Issue #783, opened 2017-01-06
No way to access the deleted objects on collection notifications


mrackwitz:
The docs state this isn't possible yet, but support for this would be coming soon. I haven't found any issue tracking this though.

```
  // Update UI in response to deleted objects
  changes.deletions.forEach((index) => {
    // Deleted objects cannot be accessed directly
    // Support for accessing deleted objects coming soon...
    ...
  });
```

alazier:
Do you need this in the context of the global notifier? If so it exposes the old Realm in which case you should be able to access deleted objects from the old realm.

mrackwitz:
Initially I thought to use plain collection notifications on a synced Realm, but I'm now relying on the global listener instead as a workaround. This is good for now and not blocking me in any way.

ianpward:
Found the answer `var oldRealm = changeEvent.oldRealm.objects("RealmObject"); let deletedTask = oldRealm[index]; `

We should expose this in our docs @bigfish24

kneth:
We need to take up https://github.com/realm/realm-js/pull/5081 again

PR #5081, opened 2022-11-07
Halfbaked implementation of access to deleted object keys

jedelbo:
## What, How & Why?
This is an attempt to show how the issue explained in [realm-core#5220](https://github.com/realm/realm-core/issues/5220) could be solved. My knowledge on how things are handled in `cachedCollectio.ts` is zero, so please bare with me.

To be used as a basis for further discussion.

This closes # ??? 

## ☑️ ToDos

* [ ] 📝 Changelog entry
* [ ] 🚦 Tests

* [ ] jsdoc files updated

### DIFF
--- a/packages/realm-react/src/cachedCollection.ts
+++ b/packages/realm-react/src/cachedCollection.ts
@@ -133,6 +133,7 @@ export function createCachedCollection<T extends Realm.Object>({
   const listenerCallback: Realm.CollectionChangeCallback<(T & Realm.Object) | (unknown & Realm.Object)> = (
     listenerCollection,
     changes,
+    deletedObjects
   ) => {
     if (changes.deletions.length > 0 || changes.insertions.length > 0 || changes.newModifications.length > 0) {
       // TODO: There is currently no way to rebuild the cache key from the changes array for deleted object.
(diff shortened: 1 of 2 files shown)


takameyer (commented):
If I understand this correctly, there will now be an additional `deletedObjects` array sent to the change listener, which contains all the objectKeys which have been removed from the current collection.  

I think this would solve the current problem, but it's a bit, as you put it, halfbaked.  I think it would be a cleaner interface if the arguments to the listener were:
(listenerCollection, changesByIndex, changesByObjectKey)

The changesByObjectKey would then adhere to the same structure as changesByIndex (with records: insertions, newModifications, deletions).  This would increase flexibility of the listeners.

Another possibility would be a breaking change to `changes` which had a different structure:
```
{ 
changes:{
  byIndex: {
    insertions: [...], // array of indexes
    newModifications: [...],
    deletions: [...]
  },
  byObjectKey: {
    insertions: [...], //array of objectKeys
    newModifications: [...],
    deletions: [...]
  },
//deprecated
insertions: [...],
newModifications: [...],
deletions: [...]
}
```

takameyer:
We are currently using the `ObjectKey`.  I can expand on this PR to shape the user facing interface into what makes sense.  Thanks for taking the first steps!

leon-wbr:
How would I go about merging this with the most recent version of realm-js? I'm not good with C++, but I desperately need access to the deleted object keys (or the deleted objects).

It seems like implementing this would solve my problem, so I would like to work on it but don't know where to start.

I'm a bit lost as to where the CallbackWrapper is now. It seems that there needs to be changes to `realm/object-store`? I don't quite understand how the collection data (`listenerCollection`) is passed to `cachedCollection` and where I would add the additional attributes. Is it in `CollectionChangeCallback`?

jedelbo:
@leon-wbr Actually we found out that this was not needed after all. Unfortunately I can't remember the details.

leon-wbr:
That is unfortunate, because it would help solve #783, which is my problem. I'd like to implement a change listener like onDelete for every time an object is deleted, similar to what is possible in Ruby on Rails' ORM. It seems this is one of the only limited factors.

PR #5084, opened 2022-11-07
Change public api for custom-function credentials to take an object as parameter

JacobOscarGunnarsson:


packages/realm/src/app-services/Credentials.ts
```diff
@@ -116,10 +116,10 @@ export class Credentials {
 
   /**
    * Creates credentials with an Atlas App Services function and user identifier.
-   * @param payload A string identifying the user. Usually an identity token or a username.
+   * @param payload An object identifying the user. Usually an identity token or a username.
    * @return {Credentials} An instance of `Credentials` that can be used in {@linkcode Realm.App.logIn}.
    */
-  static function(payload: string): Credentials {
-    return new Credentials(binding.AppCredentials.function(payload));
+  static function(payload: object): Credentials {
```
kraenhansen, line 122: I tend to use this type for plain objects as it's nicer to work with, but for an arg type that is simply passed, the value-add might not be that great.

```suggestion
  static function(payload: Record<string, unknown>): Credentials {
```

That being said, I wonder if this could actually take any EJSON serialisable (primitives like a string or number included)?

For what it's worth [the documentation does talk about a "payload object"](https://www.mongodb.com/docs/atlas/app-services/authentication/custom-function/) .. so I guess object is fine 🤷

kraenhansen:
I'm sorry I didn't catch this in the previous review 👍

————————

§ THE TASK: The entire listing above, every line of it, should be copied out exactly.

§ ANSWER BOX:
Issue #783, opened 2017-01-06
No way to access the deleted objects on collection notifications


mrackwitz:
The docs state this isn't possible yet, but support for this would be coming soon. I haven't found any issue tracking this though.

```
  // Update UI in response to deleted objects
  changes.deletions.forEach((index) => {
    // Deleted objects cannot be accessed directly
    // Support for accessing deleted objects coming soon...
    ...
  });
```

alazier:
Do you need this in the context of the global notifier? If so it exposes the old Realm in which case you should be able to access deleted objects from the old realm.

mrackwitz:
Initially I thought to use plain collection notifications on a synced Realm, but I'm now relying on the global listener instead as a workaround. This is good for now and not blocking me in any way.

ianpward:
Found the answer `var oldRealm = changeEvent.oldRealm.objects("RealmObject"); let deletedTask = oldRealm[index]; `

We should expose this in our docs @bigfish24

kneth:
We need to take up https://github.com/realm/realm-js/pull/5081 again

PR #5081, opened 2022-11-07
Halfbaked implementation of access to deleted object keys

jedelbo:
## What, How & Why?
This is an attempt to show how the issue explained in [realm-core#5220](https://github.com/realm/realm-core/issues/5220) could be solved. My knowledge on how things are handled in `cachedCollectio.ts` is zero, so please bare with me.

To be used as a basis for further discussion.

This closes # ??? 

## ☑️ ToDos

* [ ] 📝 Changelog entry
* [ ] 🚦 Tests

* [ ] jsdoc files updated

### DIFF
--- a/packages/realm-react/src/cachedCollection.ts
+++ b/packages/realm-react/src/cachedCollection.ts
@@ -133,6 +133,7 @@ export function createCachedCollection<T extends Realm.Object>({
   const listenerCallback: Realm.CollectionChangeCallback<(T & Realm.Object) | (unknown & Realm.Object)> = (
     listenerCollection,
     changes,
+    deletedObjects
   ) => {
     if (changes.deletions.length > 0 || changes.insertions.length > 0 || changes.newModifications.length > 0) {
       // TODO: There is currently no way to rebuild the cache key from the changes array for deleted object.
(diff shortened: 1 of 2 files shown)


takameyer (commented):
If I understand this correctly, there will now be an additional `deletedObjects` array sent to the change listener, which contains all the objectKeys which have been removed from the current collection.  

I think this would solve the current problem, but it's a bit, as you put it, halfbaked.  I think it would be a cleaner interface if the arguments to the listener were:
(listenerCollection, changesByIndex, changesByObjectKey)

The changesByObjectKey would then adhere to the same structure as changesByIndex (with records: insertions, newModifications, deletions).  This would increase flexibility of the listeners.

Another possibility would be a breaking change to `changes` which had a different structure:
```
{ 
changes:{
  byIndex: {
    insertions: [...], // array of indexes
    newModifications: [...],
    deletions: [...]
  },
  byObjectKey: {
    insertions: [...], //array of objectKeys
    newModifications: [...],
    deletions: [...]
  },
//deprecated
insertions: [...],
newModifications: [...],
deletions: [...]
}
```

takameyer:
We are currently using the `ObjectKey`.  I can expand on this PR to shape the user facing interface into what makes sense.  Thanks for taking the first steps!

leon-wbr:
How would I go about merging this with the most recent version of realm-js? I'm not good with C++, but I desperately need access to the deleted object keys (or the deleted objects).

It seems like implementing this would solve my problem, so I would like to work on it but don't know where to start.

I'm a bit lost as to where the CallbackWrapper is now. It seems that there needs to be changes to `realm/object-store`? I don't quite understand how the collection data (`listenerCollection`) is passed to `cachedCollection` and where I would add the additional attributes. Is it in `CollectionChangeCallback`?

jedelbo:
@leon-wbr Actually we found out that this was not needed after all. Unfortunately I can't remember the details.

leon-wbr:
That is unfortunate, because it would help solve #783, which is my problem. I'd like to implement a change listener like onDelete for every time an object is deleted, similar to what is possible in Ruby on Rails' ORM. It seems this is one of the only limited factors.

PR #5084, opened 2022-11-07
Change public api for custom-function credentials to take an object as parameter

JacobOscarGunnarsson:


packages/realm/src/app-services/Credentials.ts
```diff
@@ -116,10 +116,10 @@ export class Credentials {
 
   /**
    * Creates credentials with an Atlas App Services function and user identifier.
-   * @param payload A string identifying the user. Usually an identity token or a username.
+   * @param payload An object identifying the user. Usually an identity token or a username.
    * @return {Credentials} An instance of `Credentials` that can be used in {@linkcode Realm.App.logIn}.
    */
-  static function(payload: string): Credentials {
-    return new Credentials(binding.AppCredentials.function(payload));
+  static function(payload: object): Credentials {
```
kraenhansen, line 122: I tend to use this type for plain objects as it's nicer to work with, but for an arg type that is simply passed, the value-add might not be that great.

```suggestion
  static function(payload: Record<string, unknown>): Credentials {
```

That being said, I wonder if this could actually take any EJSON serialisable (primitives like a string or number included)?

For what it's worth [the documentation does talk about a "payload object"](https://www.mongodb.com/docs/atlas/app-services/authentication/custom-function/) .. so I guess object is fine 🤷

kraenhansen:
I'm sorry I didn't catch this in the previous review 👍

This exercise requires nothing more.